PR #429, opened 2020-04-13
[R4R] Incentives tests

karzak:


x/incentive/keeper/rewards_test.go
```diff
@@ -0,0 +1,341 @@
...
+	reward := types.NewReward(true, "bnb", c("ukava", 1000000000), time.Hour*7*24, time.Hour*24*365, time.Hour*7*24)
+	suite.NotPanics(func() {
+		suite.keeper.CreateNewRewardPeriod(suite.ctx, reward)
+	})
+	_, found = suite.keeper.GetRewardPeriod(suite.ctx, "bnb")
+	suite.True(found)
+
+}
+
+func (suite *KeeperTestSuite) TestCreateAndDeleteRewardsPeriods() {
```
denalimarsh, line 164: While there are only 2 cases here it should still use table tests. We think that table tests should be used for all tests, even if they only have 1 case, as it itemizes the logic being tested and enables future extensibility.

x/incentive/keeper/rewards_test.go
```diff
@@ -0,0 +1,341 @@
...
+
+	_, found := suite.keeper.GetRewardPeriod(suite.ctx, "bnb")
+	suite.True(found)
+	_, found = suite.keeper.GetRewardPeriod(suite.ctx, "xrp")
+	suite.False(found)
+
+}
+
+func (suite *KeeperTestSuite) TestApplyRewardsToCdps() {
+	suite.setupCdpChain()
```
denalimarsh, line 182: `setupCdpChain()` is only called once, but I understand why it's been moved outside of the test since it's a large function. The downside is that it's not very clear what state is - for example, is the expectation of 3 claims in state on line 192 a valid expectation?

denalimarsh: Not sure there's an easy solution here. What about moving `setupCdpChain()` to keeper_test.go and using it as the default test setup function for all/most methods? Then state expectations will be the same from test to test.

x/incentive/keeper/rewards_test.go
```diff
@@ -0,0 +1,341 @@
...
+	suite.NotPanics(func() {
+		suite.keeper.ApplyRewardsToCdps(suite.ctx)
+	})
+	_, found = suite.keeper.GetClaimPeriod(suite.ctx, 1, "bnb")
+	suite.True(found)
+	testID := suite.keeper.GetNextClaimPeriodID(suite.ctx, "bnb")
+	suite.Equal(uint64(2), testID)
+}
+
+func (suite *KeeperTestSuite) addObjectsToStore() {
```
denalimarsh, line 207: Shared functionality that can be moved to keeper_test.go as it's called from both rewards_test.go and querier_test.go.

x/incentive/types/params_test.go
```diff
@@ -21,129 +22,130 @@ type ParamTestSuite struct {
...
+						Denom:         "bnb",
+						Reward:        sdk.NewCoin("ukava", sdk.NewInt(10000000000)),
+						Duration:      time.Hour * 24 * 7,
+						TimeLock:      time.Hour * 8766,
+						ClaimDuration: time.Hour * 24 * 14,
+					},
+				},
+			},
 			expectPass: true,
 		},
```
denalimarsh, line 42: Add case for `Active: false`

x/incentive/types/params_test.go
```diff
@@ -21,129 +22,130 @@ type ParamTestSuite struct {
...
 		paramTest{
-			params:     p5,
+			name: "zero claim duration",
+			params: types.Params{
+				Active: true,
+				Rewards: types.Rewards{
+					types.Reward{
+						Active:        true,
+						Denom:         "bnb",
+						Reward:        sdk.NewCoin("ukava", sdk.NewInt(10000000000)),
```
denalimarsh, line 110: Since sdk.NewCoin() panics on an empty denom, could a Reward with `sdk.NewCoin("", sdk.NewInt(10000000000))` be submitted in params via governance? I believe proposals are json - so if the coin is first instantiated within param validation could it cause a panic if `len(denom) > 0` isn't checked?

x/incentive/types/params_test.go
```diff
@@ -21,129 +22,130 @@ type ParamTestSuite struct {
...
+			params: types.Params{
+				Active: true,
+				Rewards: types.Rewards{
+					types.Reward{
+						Active:        true,
+						Denom:         "bnb",
+						Reward:        sdk.NewCoin("ukava", sdk.NewInt(0)),
+						Duration:      time.Hour * 24 * 7,
+						TimeLock:      time.Hour * 8766,
+						ClaimDuration: time.Hour * 0,
```
denalimarsh, line 130:
```suggestion
						ClaimDuration: time.Hour * 24 * 14,
```

Test case will fail regardless of Reward's amount due to duplicated invalid ClaimDuration.

x/incentive/types/params_test.go
```diff
@@ -21,129 +22,130 @@ type ParamTestSuite struct {
...
 		},
 		paramTest{
-			params:     p6,
+			name: "zero reward",
+			params: types.Params{
+				Active: true,
+				Rewards: types.Rewards{
+					types.Reward{
+						Active:        true,
+						Denom:         "bnb",
```
denalimarsh, line 126: Denom length isn't checked, so params accepts `""` as a valid denom here.

x/incentive/keeper/querier_test.go
```diff
@@ -0,0 +1,32 @@
...
+	claimQueryParams := types.NewQueryClaimsParams(addr, "bnb")
+	query := abci.RequestQuery{
+		Path: strings.Join([]string{"custom", types.QuerierRoute, types.QueryGetClaims}, "/"),
+		Data: types.ModuleCdc.MustMarshalJSON(claimQueryParams),
+	}
+	bz, err = querier(suite.ctx, []string{types.QueryGetClaims}, query)
+
+	var claims types.Claims
+	suite.Nil(types.ModuleCdc.UnmarshalJSON(bz, &claims))
+	suite.Equal(1, len(claims))
```
denalimarsh, line 31: Add deep equals e.g. `suite.Equal(claimObj, returnedClaimObj)`

x/incentive/keeper/payout_test.go
```diff
@@ -0,0 +1,311 @@
...
+	supplyExported "github.com/cosmos/cosmos-sdk/x/supply/exported"
+	"github.com/kava-labs/kava/app"
+	"github.com/kava-labs/kava/x/cdp"
+	"github.com/kava-labs/kava/x/incentive/types"
+	"github.com/kava-labs/kava/x/kavadist"
+	validatorvesting "github.com/kava-labs/kava/x/validator-vesting"
+	abci "github.com/tendermint/tendermint/abci/types"
+)
+
+func (suite *KeeperTestSuite) TestSendCoinsToPeriodicVestingAccount() {
```
denalimarsh, line 20: Refactor to table test by generalizing the following code block
```
        suite.True(ok)
	expectedPeriods = append(expectedPeriods, vesting.Period{1, cs(c("ukava", 100))})
	suite.Equal(expectedPeriods, vacc.VestingPeriods)
	suite.Equal(cs(c("ukava", 600)), vacc.OriginalVesting)
	suite.Equal(cs(c("ukava", 600)), vacc.Coins)
	suite.Equal(int64(117), vacc.EndTime)
```

x/incentive/keeper/payout_test.go
```diff
@@ -0,0 +1,311 @@
...
+	suite.setupChain()
+	err := suite.keeper.SendTimeLockedCoinsToAccount(suite.ctx, kavadist.ModuleName, suite.addrs[2], cs(c("ukava", 100)), 5)
+	suite.Equal(types.CodeInvalidAccountType, err.Result().Code)
+	macc := suite.getModuleAccount(cdp.ModuleName)
+	err = suite.keeper.SendTimeLockedCoinsToAccount(suite.ctx, kavadist.ModuleName, macc.GetAddress(), cs(c("ukava", 100)), 5)
+	suite.Equal(types.CodeInvalidAccountType, err.Result().Code)
+}
+
+func (suite *KeeperTestSuite) TestPayoutClaim() {
+	suite.setupClaims()
```
denalimarsh, line 144: Could put setup here since `suite.setupClaims()` is only called once.

x/incentive/keeper/payout_test.go
```diff
@@ -0,0 +1,311 @@
...
+func (suite *KeeperTestSuite) TestSendCoinsToInvalidAccount() {
+	suite.setupChain()
+	err := suite.keeper.SendTimeLockedCoinsToAccount(suite.ctx, kavadist.ModuleName, suite.addrs[2], cs(c("ukava", 100)), 5)
+	suite.Equal(types.CodeInvalidAccountType, err.Result().Code)
+	macc := suite.getModuleAccount(cdp.ModuleName)
+	err = suite.keeper.SendTimeLockedCoinsToAccount(suite.ctx, kavadist.ModuleName, macc.GetAddress(), cs(c("ukava", 100)), 5)
+	suite.Equal(types.CodeInvalidAccountType, err.Result().Code)
+}
+
+func (suite *KeeperTestSuite) TestPayoutClaim() {
```
denalimarsh, line 143: Hard to understand the intent of this test without comments.

x/incentive/keeper/payout_test.go
```diff
@@ -0,0 +1,311 @@
...
+	suite.Equal(cs(c("ukava", 500)), vacc.OriginalVesting)
+
+	err = suite.keeper.PayoutClaim(suite.ctx, suite.addrs[1], "bnb", 1)
+	suite.NoError(err)
+	acc = suite.getAccount(suite.addrs[1])
+	vacc, ok = acc.(*vesting.PeriodicVestingAccount)
+	suite.True(ok)
+	suite.Equal(cs(c("ukava", 100)), vacc.OriginalVesting)
+
+	err = suite.keeper.PayoutClaim(suite.ctx, suite.addrs[3], "bnb", 1)
```
denalimarsh, line 159: It's not clear why the claim shouldn't be found here.

x/incentive/keeper/payout_test.go
```diff
@@ -0,0 +1,311 @@
...
+	_, found = suite.keeper.GetClaim(suite.ctx, suite.addrs[0], "bnb", 1)
+	suite.False(found)
+	_, found = suite.keeper.GetClaimPeriod(suite.ctx, 1, "xrp")
+	suite.True(found)
+	_, found = suite.keeper.GetClaim(suite.ctx, suite.addrs[0], "xrp", 1)
+	suite.True(found)
+
+}
+
+func (suite *KeeperTestSuite) setupChain() {
```
denalimarsh, line 189: Move to top of file or refactor to keeper_test.go.

x/incentive/keeper/payout_test.go
```diff
@@ -0,0 +1,311 @@
...
+	suite.keeper = tApp.GetIncentiveKeeper()
+	suite.ctx = ctx
+	suite.addrs = addrs
+}
+
+func (suite *KeeperTestSuite) setupClaims() {
+	suite.setupChain()
+	cp1 := types.NewClaimPeriod("bnb", 1, suite.ctx.BlockTime().Add(time.Hour*168), time.Hour*8766)
+	suite.keeper.SetClaimPeriod(suite.ctx, cp1)
+	c1 := types.NewClaim(suite.addrs[0], c("ukava", 100), "bnb", 1)
```
denalimarsh, line 241: Changing 'ukava' to 'xyzxyz' causes payout to fail in `TestPayoutClaim()`.

x/incentive/keeper/payout_test.go
```diff
@@ -0,0 +1,311 @@
...
+	ak := suite.app.GetAccountKeeper()
+	return ak.GetAccount(suite.ctx, addr)
+}
+
+func (suite *KeeperTestSuite) getModuleAccount(name string) supplyExported.ModuleAccountI {
+	sk := suite.app.GetSupplyKeeper()
+	return sk.GetModuleAccount(suite.ctx, name)
+}
+
+func (suite *KeeperTestSuite) setupExpiredClaims() {
```
denalimarsh, line 259: Since the BeginBlocker is used to expire the valid claims in `TestDeleteExpiredClaimPeriods()` I believe we can remove this function and just use `setupClaims()`.

x/incentive/keeper/payout_test.go
```diff
@@ -0,0 +1,311 @@
...
+	c1 := types.NewClaim(addrs[0], c("ukava", 1000000), "bnb", 1)
+	c2 := types.NewClaim(addrs[0], c("ukava", 1000000), "xrp", 1)
+	suite.keeper.SetClaim(ctx, c1)
+	suite.keeper.SetClaim(ctx, c2)
+	suite.app = tApp
+	suite.ctx = ctx
+	suite.addrs = addrs
+}
+
+func stringPva(pva *vesting.PeriodicVestingAccount) string {
```
denalimarsh, line 288: Delete as this is unused. If `PeriodicVestingAccount.String()` isn't available in a future sdk version then should submit a PR to cosmos-sdk with this function.

x/incentive/keeper/payout_test.go
```diff
@@ -0,0 +1,311 @@
...
+	AccountNumber: %d
+	Sequence: %d`,
+		pva.GetAddress(), pva.GetCoins(), pva.GetOriginalVesting(), pva.StartTime, pva.EndTime, (pva.VestingPeriods), pva.GetAccountNumber(), pva.GetSequence())
+}
+
+func stringPeriod(p vesting.Period) string {
+	return fmt.Sprintf("\t\tLength: %d, Amount: %s", p.Length, p.Amount)
+}
+
+func stringPeriods(periods vesting.Periods) string {
```
denalimarsh, line 305: Same here

x/incentive/handler_test.go
```diff
@@ -0,0 +1,73 @@
...
+	})
+	c1 := incentive.NewClaim(suite.addrs[0], c("ukava", 1000000), "bnb", 1)
+	suite.NotPanics(func() {
+		suite.keeper.SetClaim(suite.ctx, c1)
+	})
+}
+
+func (suite *HandlerTestSuite) TestMsgClaimReward() {
+	suite.addClaim()
+	msg := incentive.NewMsgClaimReward(suite.addrs[0], "bnb")
```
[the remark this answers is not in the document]
karzak: A little confused as to what the suggestion is here. `NewClaim` is always called with `ukava` as the argument to reward because `types.GovDenom` is hardcoded as the argument to `keeper.AddToClaim` in rewards.go. Do you think NewClaim should throw if `types.GovDenom` is not the denom passed to reward?

x/incentive/keeper/rewards_test.go
```diff
@@ -0,0 +1,341 @@
...
+	var genIDs types.GenesisClaimPeriodIDs
+	suite.keeper.IterateClaimPeriodIDKeysAndValues(suite.ctx, func(denom string, id uint64) (stop bool) {
+		genID := types.GenesisClaimPeriodID{Denom: denom, ID: id}
+		genIDs = append(genIDs, genID)
+		return false
+	})
+	suite.Equal(2, len(genIDs))
+}
+
+func (suite *KeeperTestSuite) TestHelperMethods() {
```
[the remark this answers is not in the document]
karzak: Split this up as I agree it's unclear

x/incentive/keeper/rewards_test.go
karzak: I like using default `SetupTest()` with no state, as I think it's easier to reason about most tests if they explicitly add state and don't add state from other modules unless necessary. For big integration tests like this, I'm fine having a separate helper function and just using comments to describe what the expected state is. I agree it's a preference thing and probably doesn't have one 'right' answer.

x/incentive/types/params_test.go
karzak: Added a check for `denom == ""`

x/incentive/handler_test.go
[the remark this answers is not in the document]
denalimarsh: That would have caught the issue where `types.GovDenom` wasn't passed to `keeper.AddToClaim`, but with the fix the hardcoded value should be fine. Marking as resolved.

x/incentive/types/params_test.go
denalimarsh: This has me concerned about other coin denoms in other modules' params. We should check that we're validating them appropriately everywhere.

denalimarsh: It seems like this is an issue that someone else has thought about. I guess it makes sense for all param validation to be handled at the module level, but I'm interested if there any proposal safeguards in place in the Cosmos SDK for preventing `sdk.Coins` from causing a panic @fedekunze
● ● ● ● ● ● ●
### What you need to do
Go through the listing above. Show each line where the word "other" is found.

### Solution
karzak: I like using default `SetupTest()` with no state, as I think it's easier to reason about most tests if they explicitly add state and don't add state from other modules unless necessary. For big integration tests like this, I'm fine having a separate helper function and just using comments to describe what the expected state is. I agree it's a preference thing and probably doesn't have one 'right' answer.
denalimarsh: This has me concerned about other coin denoms in other modules' params. We should check that we're validating them appropriately everywhere.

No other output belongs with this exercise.